Failure of isomorphisms on stalks to arise from an isomorphism of sheaves
On a locally ringed space $(X,\mathcal O_X)$, a locally free sheaf $\mathcal E$ of rank $r$ has (as the name indicates) your property $\mathcal E_p \simeq \mathcal O^{\oplus r}_{X,p}$ (isomorphism of $O_{X,p}$-modules). Hence you get any number of natural examples by considering non-trivial locally free sheaves $\mathcal E \not\simeq \mathcal O^{\oplus r}_X $ in your favourite category: schemes, topological manifolds, differentiable manifolds, analytic spaces, ...
Let $X$ be a Hausdorff space. Consider:
- The constant sheaf $\mathbb{Z}$.
- The sheaf $\bigoplus_{x \in X} i_*(\mathbb{Z})$ where $i_*$ means the inclusion of the point $x \in X$. Note that the stalks are $\mathbb{Z}$ at each $x \in X$ as taking stalks commutes with colimits (it's left adjoint to the skyscraper sheaf functor, and is in fact a special case of the inverse image functor).
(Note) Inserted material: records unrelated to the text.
Issue #4486, opened 2024-11-13
CometBFT uses a single DB backend


alesforz:
Partially addresses #1039.

### Context
The work in this issue will make CometBFT use only pebbleDB as database, thus deprecating [cometbft-db](https://github.com/cometbft/cometbft-db). 
As CometBFT will use the same [`DB` interface](https://github.com/cometbft/cometbft-db/blob/8bd4531b5122530f39a90d385cb0b0523dbe881e/types.go#L21) that cometbft-db uses, users can provide their own implementation of the interface that uses a different database under the hood. They will, therefore, have to change the [`config.DefaultDBProvider` function](https://github.com/cometbft/cometbft/blob/b8df798fd85c68e289c595df0b233f37df5db616/config/db.go#L30) to return their implementation instead of our default.

However, we will support and maintain only the pebbleDB implementation of the `DB` interface that CometBFT will use. 

### ToDo

- [x] Create `internal/storage` pkg to port the `DB` interface and pebbleDB's implementation of it that are currently in cometbft-db. 
  - merged with https://github.com/cometbft/cometbft/pull/4511
- [x] Add tests for pebble functionalities.
  - [x] `DB` inteface. Merged with https://github.com/cometbft/cometbft/pull/4515 
  - [x] `Batch` interface. Merged with https://github.com/cometbft/cometbft/pull/4522
  - [x] `Iterator` interface. Merged: #4530 
- [x] Import `PrefixDB` implementation. Merged: #4562  
- [x] Remove cometbft-db as a dependency. WIP: #4601 
- [x] Remove `DBBackend` field of `config.BaseConfig` and from config options in toml. https://github.com/cometbft/cometbft/pull/4915
- [x] Remove cometbft-db from cometbft build process. Merged with #4650

andynog:
We should also at a task to replace the BadgerDB with PebbleDB in the tutorial

faddat:
> The primary purpose of using a simple database like PebbleDB is to make testing and development straightforward. However, this simplicity should not restrict users from switching to another database if PebbleDB does not meet their specific needs. 

Sounds very good

> They should be able to develop and integrate their own database solution seamlessly.

....using examples from earlier implementations like goleveldb

alesforz:
> We should also at a task to replace the BadgerDB with PebbleDB in the tutorial

I think this is included in the "Documentation updated" task of #1039 🙂

PR #4511, opened 2024-11-18
feat(storage): Add package `internal/storage`

alesforz:
Partially addresses #4486.

### Context

### Changes
This PR adds package `storage` to the `internal` packages: 
- it exports the `DB`, `Batch`, and `Iterator` interfaces that database backends must implement to work with CometBFT. Previously, they were offered by cometbft-db.
- it exports the pebbledb implementation of the above interfaces.

Users can provide their own implementation of these interfaces using a different database under the hood. However, we will support and maintain only the pebble implementation that CometBFT will use.

**Note**: this PR ports the code currently provided by cometbft-db. It does not add new functionalities to either the interfaces or their implementation using pebble. What it does:
- improve docs
- clearer error messages
- minor refactoring of nested `if` statements for readability

---

#### PR checklist

- ~[] Tests written/updated~


melekes (approved):
👍

PR #4513, opened 2024-11-18
feat(e2e): Support sending the same tx to  multiple nodes

### LINKED ISSUE #4430: e2e: Support sending tx load to multiple nodes simultaneously
For [the DOG protocol](https://github.com/cometbft/cometbft/issues/3297) we need test scenarios that send the same transaction to the RPC endpoints of multiple nodes. This may occur, for example, when a user wants her transaction to be committed to the chain as fast as possible. The problem is that this could destabilise the gossip protocol. 

Currently the e2e's `runner load` command, when sending transactions, it picks nodes in the testnet, one by one, in a round-robin fashion. Note that the `load` command has a flag `--nodes` that is used to list the target nodes to send the transaction load.

One way to add support to e2e for sending transactions to multiple nodes simultaneously is to add to the `load` command a new flag `--send-all-nodes` (or a better name), or a new option `--strategy=...`, where the current strategy is `"round-robin"` and the new option would be `"all-target-nodes"`.

jmalicevic:
Closes #4430 

This PR adds a new flag `--num-nodes-per-tx N ` where N is the number of nodes to which the loader is sending the same transactions in an iteration. 

If omitted the transactions are sent in round robin. This was added to facilitate testing the efficiency of the DOG protocol.

---

#### PR checklist

- [ ] Tests written/updated


melekes (approved):
👍

test/e2e/runner/main.go
```diff
@@ -290,6 +300,9 @@ func NewCLI() *CLI {
 		"Comma-separated list of node names to send load to. Manifest option send_no_load will be ignored.")
 	loadCmd.PersistentFlags().BoolP("internal-ip", "i", false,
 		"Use nodes' internal IP addresses when sending transaction load. For running from inside a DO private network.")
+	loadCmd.PersistentFlags().IntP("duplicate-num-nodes", "", 0,
+		"Number of nodes that will receive the same transactions")
```
hvanz, line 304:
```suggestion
		"Number of nodes that will receive each generated transaction.")
```

test/e2e/runner/load.go
```diff
@@ -174,6 +188,43 @@ FOR_LOOP:
 	wg.Wait()
 }
 
+// loadProcess processes transactions by sending transactions received on the txCh
+// to the client.
+func loadProcessMultiple(ctx context.Context, txCh <-chan types.Tx, chSuccess chan<- struct{}, chFailed chan<- error, nodes []*e2e.Node, useInternalIP bool) {
```
hvanz, line 193: This new function could be easily be merged with `loadProcess`. That is, `loadProcess` is (almost) an instance of `loadProcessMultiple` when `nodes` has one element.

test/e2e/runner/main.go
```diff
@@ -290,6 +300,9 @@ func NewCLI() *CLI {
 		"Comma-separated list of node names to send load to. Manifest option send_no_load will be ignored.")
 	loadCmd.PersistentFlags().BoolP("internal-ip", "i", false,
 		"Use nodes' internal IP addresses when sending transaction load. For running from inside a DO private network.")
+	loadCmd.PersistentFlags().IntP("duplicate-num-nodes", "", 0,
```
hvanz, line 303: The name of the flag is not very clear to me but I don't have an alternative name to propose.

test/e2e/runner/load.go
```diff
@@ -174,6 +188,43 @@ FOR_LOOP:
...
+				logger.Info("non-fatal error creating node client", "error", err)
+				return
+			}
+		}
+	}
+	for tx := range txCh {
+		var wg sync.WaitGroup
+		wg.Add(len(nodes))
+		for _, n := range nodes {
+			go func(client *rpchttp.HTTP) {
```
hvanz, line 215: This will generate a lot of goroutines but we've seen that it works in practice.

hvanz (approved):

test/e2e/runner/main.go
hvanz: How about `num_copies`?  No need to change it if you don't like it.

cason (commented):
I have a number of concerns regarding the implementation of the `load` command and also regarding the proposed changes.

First, the assumption is that the current load generator sends transactions to nodes in a round-robin fashion (as stated in #4430) is likely false. In fact, we instantiate `load_tx_connections` per destination node routines, and all those routines compete for the same input put in a single `txCh` channels containing produced transactions. This means that the same routine, or routines targeting the same node can consume multiple transactions in a row. The round-robin fashion here is a wishful thinking.

The solution proposes the creation of a new load method that, instead of having a routine per connection per destination node, has a routine per connection receiving `N` destination nodes. I am not sure if the way we pick this set of nodes (instead of a single node) is really fair, to start with. If I understood correctly, the set of destination nodes are just the first `N` valid destination nodes in `testnet.Node`. So the new method send all transactions to the same set of nodes, right?

Finally, how I think this could be implemented? I am not sure. Probably we should have another channel containing a `Tx` and a set of nodes to which it was already submitted, then all threads consume this channel and if they are not part of the "destinations" of that transaction and we still want to send the same transaction to multiple destinations, it sends it again and push the updated entry to the same channel. This is not great as well.

Another option is to provide to the main node method a set of "secondary destinations", which can be empty. Once a transaction is sent to the "primary destination", it is also sent to the "secondary destinations", probably we do not need to this in parallel.

In summary, the design of the `load` tool is not great and we realize that when we want to produce any new behavior.

test/e2e/runner/load.go
```diff
@@ -37,6 +37,8 @@ func Load(ctx context.Context, testnet *e2e.Testnet, useInternalIP bool) error {
 
 	txCh := make(chan types.Tx)
```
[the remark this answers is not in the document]
jmalicevic: I agree, but probably not something we should change here. We could at least make it buffered for the number of nodes receiving the tx at the same time.

test/e2e/runner/load.go
jmalicevic: Resolved with 14d0555f5

test/e2e/runner/load.go
jmalicevic: I am not sure how to do it differently so that the txs are sent in parallel.. We could use BroadcastTxAsync or have one go routine per X nodes (in case we have this situation as with 200 nodes where we send 100 duplicates).

test/e2e/runner/main.go
jmalicevic: Renamed to `num-nodes-per-tx` . Although that is also not accurate. Implies that **each** tx gets duplicated, while that is not true.

hvanz:
I think this fixes it: https://github.com/cometbft/cometbft/pull/4561

.changelog/unreleased/features/4513-e2e-same-load.md
```diff
@@ -0,0 +1,2 @@
+- `[e2e]` Add `duplicate-num-nodes N` to send same transactions to N nodes.
```
hvanz, line 1:
```suggestion
- `[e2e]` Add option `--load_num_nodes_per_tx N` to send each transaction to N nodes.
```

PR #4515, opened 2024-11-19
feat(storage): Add unit tests for pebble implementation of `DB` interface.

alesforz:
Partially addresses #4486.

### Context

### Changes
This PR adds unit tests to the pebble implementation of the `DB` interface that CometBFT will use once we remove cometbft-db.

---

#### PR checklist

- [x] Tests written/updated

### DIFF
--- a/internal/storage/pebbledb.go
+++ b/internal/storage/pebbledb.go
@@ -259,6 +259,7 @@ func (pDB *PebbleDB) Close() error {
 }
 
 // Print prints all the key/value pairs in the database for debugging purposes.
+//
 // It implements the [DB] interface for type PebbleDB.
 func (pDB *PebbleDB) Print() error {
 	itr, err := pDB.Iterator(nil, nil)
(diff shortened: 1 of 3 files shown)


internal/storage/pebbledb.go
```diff
@@ -19,7 +19,6 @@ var _ DB = (*PebbleDB)(nil)
 // NewPebbleDB returns a new PebbleDB instance using the default options.
 func NewPebbleDB(name, dir string) (*PebbleDB, error) {
 	opts := &pebble.Options{}
-	opts.EnsureDefaults()
```
melekes, line 22: not needed?

melekes (approved):
👍

internal/storage/pebbledb.go
alesforz: `NewPebbleDB` always calls `NewPebbleDBWithOpts` which already calls `opts.EnsureDefaults()` 🙂

Issue #4519, opened 2024-11-20
GitHub Action Slack notification workflow not working.


andynog:
Looks like [upgrading](https://github.com/cometbft/cometbft/pull/4505) to `slack-github-action@v2.0.0` [broke our Slack notifications](https://github.com/cometbft/cometbft/actions/runs/11936697259/job/33271279972). 

Need to ensure the notifications are working again on all workflows that had the slack GitHub Action bumped to `2.0.0`.

Tasks:
- [ ] Add workflow that can be triggered manually to test the notifications. This is helpful for testing the right code and template for the notifications. #4520 
- [ ] Fix upgraded workflows (#4505) with the right code and templates

PR #4520, opened 2024-11-20
fix: add a new manual slack notification workflow for testing

andynog:
Partially close: #4519 

#### PR checklist

- [ ] Tests written/updated


andynog:
@melekes the Slack templates were completely overhauled many breaking changes to update so to avoid many refactoring it is better to test with this, and then when this works fine fix the others, also the other workflows it is hard to trigger a notification unless something fails or gets released

melekes (approved):

PR #4522, opened 2024-11-21
feat(storage): Add unit tests for pebble implementation of `Batch` interface.

alesforz:
Partially addresses #4486.

### Context

### Changes
This PR adds unit tests to the pebble implementation of the `Batch` interface that CometBFT will use once we remove cometbft-db.

---

#### PR checklist

- [ ] Tests written/updated


melekes (approved):
👍

PR #4531, opened 2024-11-22
perf(p2p): don't remarshal within broadcast

wesl-ee:
upstream from osmosis/cometbft https://github.com/osmosis-labs/cometbft/pull/141

---

#### PR checklist

- [ ] Tests written/updated
- [ ] Changelog entry added in `.changelog` (we use [unclog](https://github.com/informalsystems/unclog) to manage our changelog)
- [ ] Updated relevant documentation (`docs/` or `spec/`) and code comments

PR #4546, opened 2024-11-25
perf(p2p): don't remarshal within broadcast

wesl-ee:
upstream from osmosis/cometbft https://github.com/osmosis-labs/cometbft/pull/141

moved from #4531 

---

#### PR checklist

- [ ] Tests written/updated


p2p/switch.go
```diff
@@ -286,10 +287,22 @@ func (sw *Switch) Broadcast(e Envelope) {
...
-		}(p)
+	sw.Logger.Debug("TryBroadcast", "channel", e.ChannelID)
+
+	marshalMsg := e.Message
+	if wrapper, ok := e.Message.(types.Wrapper); ok {
+		marshalMsg = wrapper.Wrap()
+	}
+	marshalledMsg, err := proto.Marshal(marshalMsg)
+	if err != nil {
+		panic(fmt.Sprintf("failed to marshal proto msg: err %v", err))
```
melekes, line 298:
```suggestion
		panic(fmt.Sprintf("failed to marshal proto msg %v: %v", marshalMsg, err))
```

melekes (approved):
👍

p2p/switch.go
```diff
@@ -286,10 +287,22 @@ func (sw *Switch) Broadcast(e Envelope) {
...
-		}(p)
+	sw.Logger.Debug("TryBroadcast", "channel", e.ChannelID)
+
+	marshalMsg := e.Message
+	if wrapper, ok := e.Message.(types.Wrapper); ok {
+		marshalMsg = wrapper.Wrap()
+	}
+	marshalledMsg, err := proto.Marshal(marshalMsg)
+	if err != nil {
+		panic(fmt.Sprintf("failed to marshal proto msg %v: %v", marshalMsg, err))
```
cason, line 298: Shouldn't panic.

p2p/switch.go
```diff
@@ -286,10 +287,22 @@ func (sw *Switch) Broadcast(e Envelope) {
...
+	}
+	marshalledEnvelope := MarshalledEnvelope{
```
cason, line 300: In my honest opinion, the best solution here is to include in the existing `p2p.Envelope` a private field with the marshalled version of the message. Everything would be simpler.

p2p/peer.go
```diff
@@ -46,6 +46,7 @@ type Peer interface {
 	HasChannel(chID byte) bool // Does the peer implement this channel?
 	Send(e Envelope) bool      // Send a message to the peer, blocking version
 	TrySend(e Envelope) bool   // Send a message to the peer, non-blocking version
+	TrySendMarshalled(e MarshalledEnvelope) bool
```
cason, line 49: Is anyone outside the p2p package using this method?

If not, there is no point in adding it to the public interface.

p2p/switch.go
cason: Notice that `func (p *peer) send` does not panic.

cason (commented):
Honestly, I don't like this solution.

Sending a message includes 3 steps:

1. Marshaling the `proto.Message` into bytes
2. Calling the underlying connection method passing the bytes
3. Registering metrics and returning the output (`true` or `false`)

The `Switch.Broadcast` method is a helper that takes the set of connected peers and send the same messages to all of them. It does not work well because step 1. is unnecessarily repeated for every peer. So what we want is to avoid 1. to be performed multiple times for the same message.

As suggested in my comments, probably the best way of achieving so is to add a private field to `p2p.Envelope` that stores the marshalled version of the `Message` field. In this way, the existing sending methods can save step 1. without huge changes in interfaces, implementations, etc.

wesl-ee:
since this is not an upstream it seems we want, closing this

PR #117, opened 2016-10-12
Linear approach function moved to core

### LINKED ISSUE #81: Provide certain behavior as separate classes/functions
Many default states for the devices have very similar code, because essentially they are "approach a target value linearly with a given rate of change". There should be exactly one place in the code where this is implemented.

My suggestion would be to create a new module in `core` for this. Maybe even in a sub-module called `behavior` or something along those lines.

MichaelWedel:
This fixes #81.

There is now an additional `core.approaches` module, which contains a function `linear`. Others could be added easily. I tried implementing this as a class first with rate as a parameter to `__init__`, but the problem is that the rate is not always constant (see Linkam).


OwenArnold:
I'll review this. Probably between meetings today.

core/approaches.py
```diff
@@ -0,0 +1,52 @@
...
+    :return: The new variable value.
+    """
+    sign = (target > current) - (target < current)
+
+    if not sign:
+        return current
+
+    new_value = current + sign * rate * dt
+
+    if sign * new_value > sign * target:
```
OwenArnold, line 49: Ok. So the function will automatically prevent overshooting, if say your `dt` is very coarse

MikeHart85:
I'd already started looking at it yesterday, just wanted to test it with IBEX to make sure the Linkam still behaves as expected.

Something is not quite right with it, I'm looking into it now.

OwenArnold (commented):
I'll leave @MikeHart85  to do the rest of review. As expected code sharing is a lot better. [GPA 3.06](https://codeclimate.com/github/DMSC-Instrument-Data/plankton/compare/approach_function) with the changes

MichaelWedel:
Hm, the unit tests still pass for the linkam and the chopper also seemed to work as expected. Let me know if you find out what it is.

MikeHart85:
The issue wasn't related to this change... it was just a typo in the set_limit command for the Linkam ("L[number]" instead of "L1[number]").

Unit tests wouldn't have seen that since they don't issue the commands but call the interface directly... We'll need to set up system tests to catch things like that.

MikeHart85:
All looks good to me now, should be ready to merge?

OwenArnold:
@MikeHart85. Your changes look fine. I say merge it.

MichaelWedel:
Ah okay, I must have missed that. Good thing you discovered it before 1.0 :)

PR #118, opened 2016-10-13
Issue in literal processing

OwenArnold:
This took me a little while to track down. But if you have a device that has a bool, and you try to set it via `control.py`, the convert_type wrapper does not change the literal from a unicode string to a bool and it is then difficult to find out what the problem is in your `Device`.

### DIFF
--- a/control.py
+++ b/control.py
@@ -1,5 +1,5 @@
 #!/usr/bin/env python
-
+import ast
 import argparse
 from core.control_client import ControlClient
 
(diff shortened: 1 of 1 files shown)


MichaelWedel:
I've come across this as well, but I think I'd prefer a more restrictive solution, i.e. a function that tries to convert the value to `bool` first (and raises `ValueError` if that does not work so that the current chain with `int` and `float` can be invoked. For the record, if you send `0` (False), or `1` (True) it works as it is.

MichaelWedel:
Okay I just read what this actually does and it seems the entire test chain can be replaced by this.

MichaelWedel:
Which you already did...sorry, doing too many things at once.

PR #119, opened 2016-10-13
Remove regex_flags argument from Stream Cmd

MikeHart85:
Consider this PR a suggestion.

The regex flags can be set directly in the regex using the following syntax:

> (?iLmsux)
>    (One or more letters from the set 'i', 'L', 'm', 's', 'u', 'x'.) The group matches the empty string; the letters set the corresponding flags: re.I (ignore case), re.L (locale dependent), re.M (multi-line), re.S (dot matches all), re.U (Unicode dependent), and re.X (verbose), for the entire regular expression. (The flags are described in Module Contents.) This is useful if you wish to include the flags as part of the regular expression, instead of passing a flag argument to the re.compile() function.
>    Note that the (?x) flag changes how the expression is parsed. It should be used first in the expression string, or after one or more whitespace characters. If there are non-whitespace characters before the flag, the results are undefined.

This makes exposing regex_flags as an argument a bit redundant. Removing it makes the semantics of creating a Cmd a bit cleaner. You can just do, for example:

``` python
Cmd('set_rate', '^R1([0-9]+)$', (int,))
```

Without having to name the argument_mappings parameter to get around the regex_flags parameter.

### DIFF
--- a/adapters/stream.py
+++ b/adapters/stream.py
@@ -87,7 +87,7 @@ class StreamServer(asyncore.dispatcher):
 
 
 class Cmd(object):
-    def __init__(self, target_method, regex, regex_flags=0, argument_mappings=None,
+    def __init__(self, target_method, regex, argument_mappings=None,
                  return_mapping=lambda x: None if x is None else str(x)):
         """
         This is a small helper class that makes it easy to define commands that are parsed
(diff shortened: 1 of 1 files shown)


MichaelWedel:
Interestingly and unexpectedly (at least for me), this suggestion turns out to make adding `Var` semantics as mentioned in #165 and #166 much easier and more consistent. Apologies for taking so long with this, but I did not see enough "pressure" to remove the argument - now I do. Due to the rename and so on, merge conflicts have accumulated, so my suggestion would be to do this in the context of #166.

MikeHart85:
Sounds good! :+1:

PR #120, opened 2016-10-13
Add contribution guide line

### LINKED ISSUE #108: Add contribution guideline document
As described in the design document, a contribution guidelines document is required. It should describe the principles of `Adapter` and `Device` and how to add a new device.

MichaelWedel:
This fixes #108.

I hope the text describes somewhat how to add a device. There is also an `examples` directory, which could be moved to `docs` as well, but I have no preference for either.

To make the example runnable and keep them out of the `devices`-directory, I decided to modify the startup script so that it's possible to start devices from other places.


OwenArnold:
Tested out all examples. Ran through instructions. Read documentation. All looks great.

PR #127, opened 2016-10-19
Added basic flake8 configuration

### LINKED ISSUE #124: Add flake8 job to travis
The package [flake8](https://pypi.python.org/pypi/flake8) helps enforce many of the style guide options (line length, unused variables, etc.).

This should be a part of the travis configuration so that we don't add non-confirming stuff.

MichaelWedel:
This fixes #124.

All PEP8 issues are resolved now, from now on new code is not allowed to introduce new PEP8 problems. I've arbitrarily set the maximum complexity for functions to 12. Only `import_device` has this value, it should be refactored and the limit set to a lower value (maybe 10?), but that felt a bit outside of the scope for this issue (that function has no test yet). The only code I've refactored because there are tests and it was easy was in `StateMachine.__init__`.

We have to take a look at `core.__init__.py` and so on at some point to make sure `__all__` contains everything we intend to make available.

### DIFF
--- a/.flake8
+++ b/.flake8
@@ -1,0 +1,3 @@
+[flake8]
+max-complexity = 12
+exclude = .git, docs
--- a/.travis.yml
+++ b/.travis.yml
@@ -8,10 +8,14 @@ services:
 python:
   - "2.7"
   - "3.5"
+
 install:
   - pip install -r requirements-dev.txt
   - pip install coveralls
+  - pip install flake8
+
 script:
+  - flake8 .
   - nosetests -w test --with-coverage --cover-package=core,devices
 
 after_success:
--- a/.travis.yml
+++ b/.travis.yml
@@ -12,7 +12,6 @@ python:
 install:
   - pip install -r requirements-dev.txt
   - pip install coveralls
-  - pip install flake8
 
 script:
   - flake8 .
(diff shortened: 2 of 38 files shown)


MichaelWedel:
450 issues...but 350 or so are long lines, all in all this shouldn't be too hard to fix and maybe it's a good time to do it now before we begin "serious" work for the next release.

MichaelWedel:
I tried using `autopep8` earlier today, but it only fixed something like 100 issues or so, even in very aggressive mode and some in weird ways (many line breaks etc.). Maybe the best way is to do it manually.

MichaelWedel:
Interesting according to codacy, I overlooked and misunderstood `__all__` completely.

MikeHart85:
I don't think I like the 79 char line limit. 

It forces even simple things to be split across multiple lines. This harms readability rather than improving it in my opinion.

Even PyCharm (which is very picky) defaults to 120, which I think would be much more reasonable.

MichaelWedel:
We've had discussions around this in Mantid as well, clang-format also enforces an 80 character line length limit. In the beginning it looked a little odd, but that feeling went away quickly (at least for me).

Some cases of long lines are statements like `a = something if something else something`, maybe it's worthwhile in some of these cases to refactor into a smaller function.

Other Python projects seem to adhere to this standard and it is specifically mentioned in the official style guide: https://www.python.org/dev/peps/pep-0008/#maximum-line-length
It mentions allowing code to exceed that limit to maximum 100, but still applying the stricter limit to comments.

My vote on this is to stick to what the standard suggests.

PR #137, opened 2016-10-26
Turn plankton into a package

### LINKED ISSUE #125: Transform plankton into an installable package
As we have discussed a few times already, we should re-arrange the code in a way that makes Plankton distributable as a package installable via pip (and produce such a package).

Like other packages such as `nose` we could ship `plankton` as an executable so that it can be run directly from the command line via `plankton chopper`. On the other hand, it should be possible to use plankton in python scripts:

``` python
from plankton.core import StateMachine
from plankton.core import ControlClient
```

Related to this I suggest we keep the devices in that distribution. They might not all be useful to everybody, but it would be easier to write scripts that involve these devices but not other parts of Plankton, for example like this:

``` python
from plankton.devices.chopper import SimulatedChopper

# Do something interesting with the chopper
```

This would also simplify creation of the docker images even further.

In my opionien #10 is a prerequisite for this, so that users can find documentation online easily.

MichaelWedel:
This fixes #125.

In this form the library would be ready for packaging with a `setup.py` file. Everything in the `plankton` (to be renamed) directory would be shipped. I've moved `plankton.py` into `plankton/scripts` and renamed them. Instead of scripts they are now functions `run_simulation` and `control_simulation`. Both have an optional parameter to pass an argument list instead of `sys.argv[1:]`, this is useful for putting that code under test as well later on.

In addition to `plankton.py` and `plankton-control.py` in the top level directory, which are just for development purposes, the upcoming `setup.py` file will use the existing `setuptools`-logic to generate two "executables", one `plankton` (to be renamed) and one `plankton-control` (also to be renamed) that contain generated code to run the appropriate functions from the appropriate modules. The only thing I'm not happy with is that `plankton.py` and `plankton/__main__.py` are exact copies. Any ideas?

Like for other modules that contain a `__main__.py`, it is now also possible to run the module directly like this:

```
python -m plankton chopper
```

On of the things the `-m`-flag does is that it modifies the PYTHONPATH, it adds `.`. This is really useful in conjunction with `-k`, because you don't need to explicitly add `-a` to add directories to the path.


MichaelWedel:
Documentation has not been touched so far, I'll do that once the structure is acceptable.

MikeHart85:
`setup.py` will not be added as part of this pull request?

What is the purpose of the `plankton/plankton` directory? Is it just for making it easier to package? Could it be done without it? For that matter, I'm surprised things like `doc`, `tests` and `LICENSE` would not be included. 

Wouldn't it be easier, and more consistent, to just deliver everything (except for obvious exclusions like `.git` and the like)?

MichaelWedel:
LICENSE and README probably have to move, yes.

The packages I looked at (nose2, sphinx, a few others) all have this structure. `setup.py` at top level and then the actual package in a sub-directory. `tests` seem to be excluded in many cases, probably because it's meant as a distribution for end-users?

MichaelWedel:
And to answer the first question, no, I've opened a new issue #138.

PR #139, opened 2016-10-27
Remove additional space in coding comment

### LINKED ISSUE #136: Magic coding comment has an errant space
The magic encoding tag at the top of every file:

```
#  -*- coding: utf-8 -*-
```

Has two spaces between `#` and `-*-`. It should be just one space.

This is an outrage and an abomination, and must be addressed before it leads to some sort of calamity.

MichaelWedel:
This fixes #136.

I don't think this requires any further description.


MikeHart85:
I'm glad we can close this shameful chapter in our development history. :+1:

But these will almost never be isomorphic. If $X$ is $\mathbb{R}$, for instance, then the global sections of the first example will just be $\mathbb{Z}$. There will be a lot more global sections in the second example.
Let $X$ be a topological space, and the open sets are: $X=\{a,b\}$, $U=\{a\}$ and empty set.
$F$ and $G$ are two sheaves on $X$ of Abelian groups. Set $F(X)=F(U)=G(X)=G(U)=\mathbb{Z}/2$, $\phi:F(X)\to F(U)$ is identity. But $\psi:G(X)\to G(U)$ is zero map. Verify $F$ and $G$ are sheaves on $X$. But they cannot be isomorphic.